*Task details*.
The expected answer is all of the entries, written out exactly.

*Listed records*.
________________________

PR #96, opened 2019-02-01
[DNM] drivers: flash: soc_flash_nrf: add support for nrf9160

lemrey:
This PR is intended to give visibility to the workaround to necessary to use Zephyr's flash driver on nRF9160.

FYI: @gbakke @osaether

### DIFF
--- a/drivers/flash/soc_flash_nrf.c
+++ b/drivers/flash/soc_flash_nrf.c
@@ -14,6 +14,7 @@
 #include <soc.h>
 #include <flash.h>
 #include <string.h>
+#include <nrfx.h>
 
 #if defined(CONFIG_SOC_FLASH_NRF_RADIO_SYNC)
 #include <misc/__assert.h>
@@ -77,6 +78,17 @@ static struct k_sem sem_lock;
 #define SYNC_UNLOCK()
 #endif
 
+#if defined(CONFIG_SOC_SERIES_NRF51X)
+#define CODEPAGESIZE 1024
+#define CODESIZE 256
+#elif defined(CONFIG_SOC_NRF52832)
+#define CODEPAGESIZE 4096
+#define CODESIZE 128
+#elif defined(CONFIG_SOC_NRF9160) || defined(CONFIG_SOC_NRF52840)
+#define CODEPAGESIZE 4096
+#define CODESIZE 256
+#endif
+
 static int write(off_t addr, const void *data, size_t len);
 static int erase(u32_t addr, u32_t size);
 
@@ -87,10 +99,10 @@ static inline bool is_aligned_32(u32_t data)
 
 static inline bool is_regular_addr_valid(off_t addr, size_t len)
 {
-	if (addr >= NRF_FICR->CODEPAGESIZE * NRF_FICR->CODESIZE ||
+	if (addr >= CODEPAGESIZE * CODESIZE ||
 	    addr < 0 ||
-	    len > NRF_FICR->CODEPAGESIZE * NRF_FICR->CODESIZE ||
-	    addr + len > NRF_FICR->CODEPAGESIZE * NRF_FICR->CODESIZE) {
+	    len > CODEPAGESIZE * CODESIZE ||
+	    addr + len > CODEPAGESIZE * CODESIZE) {
 		return false;
 	}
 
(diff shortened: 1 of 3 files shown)


drivers/flash/soc_flash_nrf.c
```diff
@@ -77,6 +78,17 @@ static struct k_sem sem_lock;
 #define SYNC_UNLOCK()
 #endif
 
+#if defined(CONFIG_SOC_SERIES_NRF51X)
```
nvlsianpu: you resign form ficr usage, maybe it is better.

drivers/flash/soc_flash_nrf.c
```diff
@@ -127,8 +139,33 @@ static void nvmc_wait_ready(void)
 	}
 }
 
-static int flash_nrf_read(struct device *dev, off_t addr,
-			    void *data, size_t len)
+enum nvmc_config {
```
nvlsianpu: by default enums are int size, but it possible to switch to other size.
Fro the other hand nice to use this in func. declaration.
Maybe no worth to be so carefully.

drivers/flash/soc_flash_nrf.c
```diff
@@ -217,12 +254,7 @@ static int flash_nrf_write_protection(struct device *dev, bool enable)
 {
 	SYNC_LOCK();
 
-	if (enable) {
-		NRF_NVMC->CONFIG = NVMC_CONFIG_WEN_Ren << NVMC_CONFIG_WEN_Pos;
-	} else {
-		NRF_NVMC->CONFIG = NVMC_CONFIG_WEN_Wen << NVMC_CONFIG_WEN_Pos;
-	}
-	nvmc_wait_ready();
+	nvmc_config_set(enable ? REN : WEN);
```
nvlsianpu: `(void)` before will suppress warning

drivers/flash/soc_flash_nrf.c
```diff
@@ -432,8 +464,7 @@ static int write_in_timeslice(off_t addr, const void *data, size_t len)
 
 static int erase_op(void *context)
 {
-	u32_t prev_nvmc_cfg = NRF_NVMC->CONFIG;
```
nvlsianpu: variable should be kept

drivers/flash/soc_flash_nrf.c
```diff
@@ -483,8 +517,7 @@ static int erase_op(void *context)
 
 	} while (e_ctx->len > 0);
 
-	NRF_NVMC->CONFIG = prev_nvmc_cfg;
-	nvmc_wait_ready();
+	nvmc_config_set(REN);
```
nvlsianpu: `nvmc_config_set(prev_nvmc_cfg);`

drivers/flash/soc_flash_nrf.c
```diff
@@ -446,9 +477,8 @@ static int erase_op(void *context)
 	}
 #endif /* CONFIG_SOC_FLASH_NRF_RADIO_SYNC */
 
-	/* Erase uses a specific configuration register */
-	NRF_NVMC->CONFIG = NVMC_CONFIG_WEN_Een << NVMC_CONFIG_WEN_Pos;
-	nvmc_wait_ready();
+	/* Enable erase operation */
+	nvmc_config_set(EEN);
```
nvlsianpu: prev_nvms_cfg = nvmc_config_set(EEN);

drivers/flash/soc_flash_nrf.c
```diff
@@ -513,6 +546,9 @@ static int write_op(void *context)
 	}
 #endif /* CONFIG_SOC_FLASH_NRF_RADIO_SYNC */
 
+	/* Enable write operation */
```
nvlsianpu: f. flash_nrf_write_protection() is for enable write explicite. Pleas remove this form here - its breaks API compatibility.

IDEMIA-Pessac:
If I may jump in, there are some issues with the proposed patch.
The flash write and erase features won't be working with 
`CONFIG_ARM_SECURE_FIRMWARE=y`

I had to slightly modify the usage of `NRF_NVMC->CONFIG` like this : 

```
enum nvmc_config {
#if defined(CONFIG_SOC_NRF9160) && !defined(CONFIG_ARM_SECURE_FIRMWARE)
	REN = NVMC_CONFIGNS_WEN_Ren << NVMC_CONFIGNS_WEN_Pos,
	WEN = NVMC_CONFIGNS_WEN_Wen << NVMC_CONFIGNS_WEN_Pos,
	EEN = NVMC_CONFIGNS_WEN_Een << NVMC_CONFIGNS_WEN_Pos,
#else
	REN = NVMC_CONFIG_WEN_Ren << NVMC_CONFIG_WEN_Pos,
	WEN = NVMC_CONFIG_WEN_Wen << NVMC_CONFIG_WEN_Pos,
	EEN = NVMC_CONFIG_WEN_Een << NVMC_CONFIG_WEN_Pos,
#endif
};

static u32_t nvmc_config_set(enum nvmc_config mode)
{
#if defined(CONFIG_SOC_NRF9160) && !defined(CONFIG_ARM_SECURE_FIRMWARE)
	const u32_t cfg = NRF_NVMC->CONFIGNS;
	NRF_NVMC->CONFIGNS = mode;
#else
	const u32_t cfg = NRF_NVMC->CONFIG;
	NRF_NVMC->CONFIG = mode;
#endif
	nvmc_wait_ready();
	return cfg;
}
```

nvlsianpu:
replaced by #118

PR #101, opened 2019-02-28
[nrf temphack] include: arm: linker.ld

sigvartmh:
Fix up for linker script to place firmware metadata in the built hexfile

________________________

*Exercise response*.
PR #96, opened 2019-02-01
[DNM] drivers: flash: soc_flash_nrf: add support for nrf9160

lemrey:
This PR is intended to give visibility to the workaround to necessary to use Zephyr's flash driver on nRF9160.

FYI: @gbakke @osaether

### DIFF
--- a/drivers/flash/soc_flash_nrf.c
+++ b/drivers/flash/soc_flash_nrf.c
@@ -14,6 +14,7 @@
 #include <soc.h>
 #include <flash.h>
 #include <string.h>
+#include <nrfx.h>
 
 #if defined(CONFIG_SOC_FLASH_NRF_RADIO_SYNC)
 #include <misc/__assert.h>
@@ -77,6 +78,17 @@ static struct k_sem sem_lock;
 #define SYNC_UNLOCK()
 #endif
 
+#if defined(CONFIG_SOC_SERIES_NRF51X)
+#define CODEPAGESIZE 1024
+#define CODESIZE 256
+#elif defined(CONFIG_SOC_NRF52832)
+#define CODEPAGESIZE 4096
+#define CODESIZE 128
+#elif defined(CONFIG_SOC_NRF9160) || defined(CONFIG_SOC_NRF52840)
+#define CODEPAGESIZE 4096
+#define CODESIZE 256
+#endif
+
 static int write(off_t addr, const void *data, size_t len);
 static int erase(u32_t addr, u32_t size);
 
@@ -87,10 +99,10 @@ static inline bool is_aligned_32(u32_t data)
 
 static inline bool is_regular_addr_valid(off_t addr, size_t len)
 {
-	if (addr >= NRF_FICR->CODEPAGESIZE * NRF_FICR->CODESIZE ||
+	if (addr >= CODEPAGESIZE * CODESIZE ||
 	    addr < 0 ||
-	    len > NRF_FICR->CODEPAGESIZE * NRF_FICR->CODESIZE ||
-	    addr + len > NRF_FICR->CODEPAGESIZE * NRF_FICR->CODESIZE) {
+	    len > CODEPAGESIZE * CODESIZE ||
+	    addr + len > CODEPAGESIZE * CODESIZE) {
 		return false;
 	}
 
(diff shortened: 1 of 3 files shown)


drivers/flash/soc_flash_nrf.c
```diff
@@ -77,6 +78,17 @@ static struct k_sem sem_lock;
 #define SYNC_UNLOCK()
 #endif
 
+#if defined(CONFIG_SOC_SERIES_NRF51X)
```
nvlsianpu: you resign form ficr usage, maybe it is better.

drivers/flash/soc_flash_nrf.c
```diff
@@ -127,8 +139,33 @@ static void nvmc_wait_ready(void)
 	}
 }
 
-static int flash_nrf_read(struct device *dev, off_t addr,
-			    void *data, size_t len)
+enum nvmc_config {
```
nvlsianpu: by default enums are int size, but it possible to switch to other size.
Fro the other hand nice to use this in func. declaration.
Maybe no worth to be so carefully.

drivers/flash/soc_flash_nrf.c
```diff
@@ -217,12 +254,7 @@ static int flash_nrf_write_protection(struct device *dev, bool enable)
 {
 	SYNC_LOCK();
 
-	if (enable) {
-		NRF_NVMC->CONFIG = NVMC_CONFIG_WEN_Ren << NVMC_CONFIG_WEN_Pos;
-	} else {
-		NRF_NVMC->CONFIG = NVMC_CONFIG_WEN_Wen << NVMC_CONFIG_WEN_Pos;
-	}
-	nvmc_wait_ready();
+	nvmc_config_set(enable ? REN : WEN);
```
nvlsianpu: `(void)` before will suppress warning

drivers/flash/soc_flash_nrf.c
```diff
@@ -432,8 +464,7 @@ static int write_in_timeslice(off_t addr, const void *data, size_t len)
 
 static int erase_op(void *context)
 {
-	u32_t prev_nvmc_cfg = NRF_NVMC->CONFIG;
```
nvlsianpu: variable should be kept

drivers/flash/soc_flash_nrf.c
```diff
@@ -483,8 +517,7 @@ static int erase_op(void *context)
 
 	} while (e_ctx->len > 0);
 
-	NRF_NVMC->CONFIG = prev_nvmc_cfg;
-	nvmc_wait_ready();
+	nvmc_config_set(REN);
```
nvlsianpu: `nvmc_config_set(prev_nvmc_cfg);`

drivers/flash/soc_flash_nrf.c
```diff
@@ -446,9 +477,8 @@ static int erase_op(void *context)
 	}
 #endif /* CONFIG_SOC_FLASH_NRF_RADIO_SYNC */
 
-	/* Erase uses a specific configuration register */
-	NRF_NVMC->CONFIG = NVMC_CONFIG_WEN_Een << NVMC_CONFIG_WEN_Pos;
-	nvmc_wait_ready();
+	/* Enable erase operation */
+	nvmc_config_set(EEN);
```
nvlsianpu: prev_nvms_cfg = nvmc_config_set(EEN);

drivers/flash/soc_flash_nrf.c
```diff
@@ -513,6 +546,9 @@ static int write_op(void *context)
 	}
 #endif /* CONFIG_SOC_FLASH_NRF_RADIO_SYNC */
 
+	/* Enable write operation */
```
nvlsianpu: f. flash_nrf_write_protection() is for enable write explicite. Pleas remove this form here - its breaks API compatibility.

IDEMIA-Pessac:
If I may jump in, there are some issues with the proposed patch.
The flash write and erase features won't be working with 
`CONFIG_ARM_SECURE_FIRMWARE=y`

I had to slightly modify the usage of `NRF_NVMC->CONFIG` like this : 

```
enum nvmc_config {
#if defined(CONFIG_SOC_NRF9160) && !defined(CONFIG_ARM_SECURE_FIRMWARE)
	REN = NVMC_CONFIGNS_WEN_Ren << NVMC_CONFIGNS_WEN_Pos,
	WEN = NVMC_CONFIGNS_WEN_Wen << NVMC_CONFIGNS_WEN_Pos,
	EEN = NVMC_CONFIGNS_WEN_Een << NVMC_CONFIGNS_WEN_Pos,
#else
	REN = NVMC_CONFIG_WEN_Ren << NVMC_CONFIG_WEN_Pos,
	WEN = NVMC_CONFIG_WEN_Wen << NVMC_CONFIG_WEN_Pos,
	EEN = NVMC_CONFIG_WEN_Een << NVMC_CONFIG_WEN_Pos,
#endif
};

static u32_t nvmc_config_set(enum nvmc_config mode)
{
#if defined(CONFIG_SOC_NRF9160) && !defined(CONFIG_ARM_SECURE_FIRMWARE)
	const u32_t cfg = NRF_NVMC->CONFIGNS;
	NRF_NVMC->CONFIGNS = mode;
#else
	const u32_t cfg = NRF_NVMC->CONFIG;
	NRF_NVMC->CONFIG = mode;
#endif
	nvmc_wait_ready();
	return cfg;
}
```

nvlsianpu:
replaced by #118

PR #101, opened 2019-02-28
[nrf temphack] include: arm: linker.ld

sigvartmh:
Fix up for linker script to place firmware metadata in the built hexfile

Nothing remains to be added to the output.